Ask HN: Moving to San Francisco: Best way to find an appartment - rmanocha

I'm moving to San Francisco for the summer (June to Mid August) for an internship. I was wondering what's the best way to find an apartment for this period. I've checked Craigslist so far, but was wondering if there are any better options/sites where I can look up listings?<p>Also, I'll be working in Redwood City, so what would be the best area to live in? The office is very close to the BART station, so theoretically I can live in SF and come down daily for work. Is that a recommended option?
======
shazow
<http://padmapper.com/> and co are great for finding apartment rentals, but I
suggest you consider something like <http://airbnb.com/> too.

It's very difficult finding a rental with less than a 12 month lease in SF.
The best part of Airbnb or similar is, if you travel light, you can spend some
time in different neighbourhoods which vary significantly in SF.

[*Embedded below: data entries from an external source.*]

PR #1808, opened 2026-02-16
fix(rt): sleep instead of busy-looping

ROMemories:
# Description

This makes sure that the loop inside `ariel-os-rt` doesn't busy-loop when not using multithreading.

## Testing

Testing involves adding a log statement [inside the loop](https://github.com/ariel-os/ariel-os/blob/d5329fffc983517d2ff9bd2bbcf0965f26045bd1/src/ariel-os-rt/src/lib.rs#L191) (e.g., `ariel_os_debug::log::info!("looping");`) and checking that it gets printed way fewer times with this PR, for instance in the `minimal` example (be aware that testing this on main might crash your terminal given how many log lines will be printed). How often the printing happens depends on the HAL used (not just the processor architecture) because on STM32 the (enabled-by-default) time driver seems to be triggering more wake-ups for instance.

Testing this is more fun when mixing it with #1809.

Tested on:

- nrf52840dk
- stm32u083c-dk

I'm not sure how to test this on RISC-V and Xtensa as the only implementations we have are on ESP32s, on which we don't provide an SWI, which the `executor-interrupt` requires.

## Issues/PRs References

- Depends on #1809

## Changelog Entry

The internal runtime loop is now not busy-looping anymore when using the `executor-interrupt` flavor. This may bring significant power consumption improvements when using that executor flavor.

## Change Checklist

### DIFF
--- a/Cargo.toml
+++ b/Cargo.toml
@@ -74,6 +74,7 @@ featurecomb = "0.2.0"
 portable-atomic = { version = "1.11.0", default-features = false, features = [
   "require-cas",
 ] }
+riscv = { version = "0.15.0", default-features = false }
 semihosting = { version = "0.1.24", default-features = false }
 
 embassy-embedded-hal = { version = "0.5.0", default-features = false }
--- a/src/ariel-os-rt/src/cortexm.rs
+++ b/src/ariel-os-rt/src/cortexm.rs
@@ -218,6 +218,11 @@ pub fn init() {
     }
 }
 
+#[allow(dead_code, reason = "conditional compilation")]
+pub fn wfi() {
+    cortex_m::asm::wfi();
+}
+
 /// Returns a `Stack` handle for the currently active thread.
 pub(crate) fn stack() -> crate::stack::Stack {
     #[cfg(feature = "threading")]
--- a/src/ariel-os-rt/src/lib.rs
+++ b/src/ariel-os-rt/src/lib.rs
@@ -44,6 +44,7 @@ cfg_if::cfg_if! {
             use crate::stack::Stack;
 
             pub fn init() {}
+            pub fn wfi() {}
             pub fn sp() -> usize { 0 }
             pub fn stack() -> Stack { Stack::default() }
         }
@@ -187,8 +188,10 @@ fn startup() -> ! {
     {
         #[cfg(test)]
         test_main();
-        #[allow(clippy::empty_loop)]
-        loop {}
+
+        loop {
+            arch::wfi();
+        }
     }
 }
 
--- a/src/ariel-os-rt/src/riscv.rs
+++ b/src/ariel-os-rt/src/riscv.rs
@@ -9,6 +9,11 @@ fn main() -> ! {
 
 pub fn init() {}
 
+#[allow(dead_code, reason = "conditional compilation")]
+pub fn wfi() {
+    riscv::asm::wfi();
+}
+
 /// Returns the current `SP` register value.
 pub(crate) fn sp() -> usize {
     let sp: usize;
--- a/src/ariel-os-rt/src/xtensa.rs
+++ b/src/ariel-os-rt/src/xtensa.rs
@@ -9,6 +9,16 @@ fn main() -> ! {
 
 pub fn init() {}
 
+#[allow(dead_code, reason = "conditional compilation")]
+pub fn wfi() {
+    // The options are similar to those used for wfi on RISC-V and Cortex-M:
+    // the instruction does not modify memory or the stack, and does preserve flags.
+    // SAFETY: executing `waiti 0` is sound.
+    unsafe {
+        core::arch::asm!("waiti 0", options(nomem, nostack, preserves_flags));
+    }
+}
+
 /// Returns the current stack pointer register value
 pub(crate) fn sp() -> usize {
     let sp: usize;
--- a/Cargo.lock
+++ b/Cargo.lock
@@ -520,6 +520,7 @@ dependencies = [
  "ld-memory",
  "linkme",
  "portable-atomic",
+ "riscv",
 ]
 
 [[package]]
--- a/src/ariel-os-rt/Cargo.toml
+++ b/src/ariel-os-rt/Cargo.toml
@@ -40,6 +40,9 @@ portable-atomic = { workspace = true }
 [target.'cfg(context = "nrf")'.dependencies]
 cortex-m = { workspace = true, features = ["critical-section-single-core"] }
 
+[target.'cfg(context = "riscv")'.dependencies]
+riscv = { workspace = true }
+
 [target.'cfg(context = "stm32")'.dependencies]
 cortex-m = { workspace = true, features = ["critical-section-single-core"] }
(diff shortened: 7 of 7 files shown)


src/ariel-os-rt/src/cortexm.rs
```diff
@@ -218,6 +218,10 @@ pub fn init() {
     }
 }
 
+pub fn sleep_now() {
+    cortex_m::asm::wfe();
```
ROMemories: Would it be better to use `wfi` instead, in this crate?

src/ariel-os-rt/src/riscv.rs
```diff
@@ -9,6 +9,14 @@ fn main() -> ! {
 
 pub fn init() {}
 
+#[allow(dead_code, reason = "conditional compilation")]
+pub fn sleep_now() {
+    // SAFETY: executing WFI is safe.
+    unsafe {
+        core::arch::asm!("wfi");
```
ROMemories: Still need to do more research on whether this needs memory barriers on this architecture.

src/ariel-os-rt/src/xtensa.rs
```diff
@@ -9,6 +9,14 @@ fn main() -> ! {
 
 pub fn init() {}
 
+#[allow(dead_code, reason = "conditional compilation")]
+pub fn sleep_now() {
+    // SAFETY: executing WFI is safe.
+    unsafe {
+        core::arch::asm!("wfi");
```
ROMemories: Still need to do more research on whether this needs memory barriers on this architecture.

nponsard:
```suggestion
        core::arch::asm!("waiti 0");
```

According to `ariel-os-threads/src/arch/xtensa.rs`

ROMemories: Ah right, I've missed that because this actually never gets used anyway, so it was compiling fine; thanks!

src/ariel-os-rt/src/lib.rs
```diff
@@ -44,6 +44,7 @@ cfg_if::cfg_if! {
             use crate::stack::Stack;
 
             pub fn init() {}
+            pub fn sleep_now() {}
```
ROMemories: Is this name appropriate in this crate?

nponsard: Should this be named `wfi` like in `ariel-os-threads` ? Or maybe `wait_for_interrupt` ?

src/ariel-os-rt/src/cortexm.rs
kaspar030: yes, let's use `wfi`. Not sure about "better", but `wfi` has worked everywhere in the past, and we're also using that in the idle loops in `ariel-os-threads`.

src/ariel-os-rt/src/lib.rs
kaspar030: Or `cpu_idle()`?

kaspar030: or just `idle()`?

kaspar030 (approved):

Cargo.toml
```diff
@@ -73,6 +73,7 @@ featurecomb = "0.1.3"
 portable-atomic = { version = "1.11.0", default-features = false, features = [
   "require-cas",
 ] }
+riscv = { version = "0.15.0", default-features = false }
```
ROMemories, line 77: This technically introduces a new dependency, but when used with `ariel-os-esp`, `riscv` is already brought in by `esp-hal` anyway (that's why this doesn't use the latest, v0.16 version, even though this likely doesn't make a difference anyway as it's only used for `wfi()` currently, which is the same across these versions).

src/ariel-os-rt/src/riscv.rs
```diff
@@ -9,6 +9,11 @@ fn main() -> ! {
 
 pub fn init() {}
 
+#[allow(dead_code, reason = "conditional compilation")]
+pub fn wfi() {
+    riscv::asm::wfi();
```
ROMemories, line 14: Using `riscv`'s implementation avoids an `unsafe` block, and avoids having to provide the right set of `asm!` options.

src/ariel-os-rt/src/xtensa.rs
```diff
@@ -9,6 +9,16 @@ fn main() -> ! {
 
 pub fn init() {}
 
+#[allow(dead_code, reason = "conditional compilation")]
+pub fn wfi() {
+    // The options are similar to those used for wfi on RISC-V and Cortex-M:
+    // the instruction does not modify memory or the stack, and does preserve flags.
```
ROMemories, line 15: [`esp-hal` doesn't actually specify these options](https://github.com/esp-rs/esp-hal/blob/c729564b17637d1e3e95ac0def95fbad734b5d90/esp-hal/src/interrupt/xtensa.rs#L275), but they were also [missing from `esp-hal-embassy` on RISC-V](https://github.com/esp-rs/esp-hal/blob/6b758d75b878d3ebf671a89c28de787551bdbdbc/esp-hal-embassy/src/executor/thread.rs#L231), so I suppose they're just missing upstream. I didn't not observe the slightest reduction in binary size when adding these options however.

It's still a bit unclear whether this needs a memory barrier, but the ISA documentation does not clearly state that it needs one. The documentation of `PS.INTLEVEL` does hint to using `RSYNC`, but I think that wouldn't make sense when modifying `PS.INTLEVEL` through `waiti`.

### References

- [Documentation of `asm!` options](https://doc.rust-lang.org/reference/inline-assembly.html#options).
- [Documentation of the Xtensa ISA](https://www.cadence.com/content/dam/cadence-www/global/en_US/documents/tools/silicon-solutions/compute-ip/isa-summary.pdf).

ROMemories:
I've done a new round of testing, it all seems to behave as expected.

Cargo.toml
nponsard: Another way would be to directly import esp-hal and use `esp_hal::riscv`.

kaspar030 (approved):

Cargo.toml
ROMemories: Yes, but that would only work because the only RISC-V MCUs we have right now happen to be ESPs.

End of the day, you might even save some money compared to renting.

------
kordless
I think someone else mentioned it, but BART doesn't go to Redwood City.
Caltrain does. As a daily BART rider from the East Bay, occasionally needing
to be in Palo Alto, I don't recommend combining a BART and Caltrain commute.

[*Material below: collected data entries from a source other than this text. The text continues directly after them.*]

PR #1809, opened 2026-02-16
refactor!: enable the time drivers only when `time` is enabled

ROMemories:
# Description

This makes sure time drivers provided by HALs are only enabled when the `time` Cargo feature is enabled. This has two benefits: when time is actually not needed it reduces unneeded wake-ups and reduces power consumption, and it would us to provide a different implementation of time drivers later if needed.

This is however a breaking change as users might have been relying on time drivers being always provided even if `time` was not enabled.

This can easily be split up if needed.

## Testing

Successfully tested the `blinky` example (which enables `time`)/the `i2c-controller` example (on boards without LEDs, by letting the example timeout) and the `log` example (which doesn't), on the following:

- espressif-esp32-c6-devkitc-1
- espressif-esp32-s3-devkitc-1
- rpi-pico-w
- stm32u083c-dk
- nrf52840dk

#1808 makes this easier to test, as it makes wake-ups more visible (at least on STM32).

## Changelog Entry

The `embassy-time` time driver is now *only* provided by HALs when the already-existing `time` Cargo feature is enabled. Existing applications that relied on it being always enabled will need to select that Cargo feature.

## Change Checklist

### DIFF
--- a/src/ariel-os-hal/Cargo.toml
+++ b/src/ariel-os-hal/Cargo.toml
@@ -74,6 +74,7 @@ spi = [
   "ariel-os-stm32/spi",
 ]
 
+## Enables a time driver, and functionality requiring `embassy-time`.
 time = [
   "ariel-os-esp/time",
   "ariel-os-nrf/time",


src/ariel-os-nrf/Cargo.toml
```diff
@@ -88,6 +86,8 @@ i2c = ["ariel-os-embassy-common/i2c"]
 ## Enables SPI support.
 spi = ["ariel-os-embassy-common/spi"]
 
+time = ["embassy-nrf/time", "embassy-nrf/time-driver-rtc1"]
```
ROMemories, line 90: Some documentation wouldn't hurt.

Edit: but this is tied to the guarantees we actually want on `ariel-os`, so I'll write it when that is settled.

src/ariel-os/Cargo.toml
```diff
@@ -56,6 +56,7 @@ threading = [
   "ariel-os-rt/threading",
 ]
 ## Enables the internal executor's timer queue, required for timer support.
+## Additionally enables the HAL-specific time driver.
```
ROMemories: We need to think carefully about what we want to guarantee here.

ROMemories: Do we want to specifically mention that this is Embassy's time driver? That would allow having an additive Cargo feature later (or even deprecate `time` if it gets to that) if we realize we need a separate one when doing power management (as `embassy-time` seems to be making the assumption that it actually counts ticks since startup).

src/ariel-os-hal/Cargo.toml
```diff
@@ -74,7 +74,12 @@ spi = [
   "ariel-os-stm32/spi",
 ]
 
-time = ["ariel-os-esp/time"]
+time = [
+  "ariel-os-esp/time",
```
ROMemories, line 79: There is nothing to do for ESP in this PR, because that was done as part of #1328.

src/ariel-os/Cargo.toml
kaspar030: I'm not sure we need to mention anything more here. Let's improve when we take more control or offer more options.

kaspar030: We're currently hard-selecting *some* timer base, e.g., rtc1 on nrf and "any" on stm32. This PR doesn't change that, and fixing that is orthogonal, I think.

Maybe make the first line here just say "Enables timing functionality." and keep the other too as informational.

src/ariel-os-nrf/Cargo.toml
ROMemories: I have added documentation, including in `ariel-os-hal`.

src/ariel-os/Cargo.toml
ROMemories: > Maybe make the first line here just say "Enables timing functionality." and keep the other too as informational.

Did that, hopefully that does the job.

> We're currently hard-selecting _some_ timer base, e.g., rtc1 on nrf and "any" on stm32.

We're also not yet appropriately selecting a tick rate, and the default one is likely too high on STM32 (but this is also orthogonal).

If you want to live in SF, and commute to Redwood City, your best bet is to
ride the 8:44 or 8:59 baby bullets on Caltrain. The one at 8:59 gets you in
Redwood City in a scant 30 minutes.

Pick a place in the city that is near the Caltrain station, maybe even within
walking distance. Dogpatch/SOMA/Potrero? Keep in mind Muni timing sucks, BART
is semi-stable, and Caltrain is the most reliable.

Also that's a reverse commute, so maybe even drive it.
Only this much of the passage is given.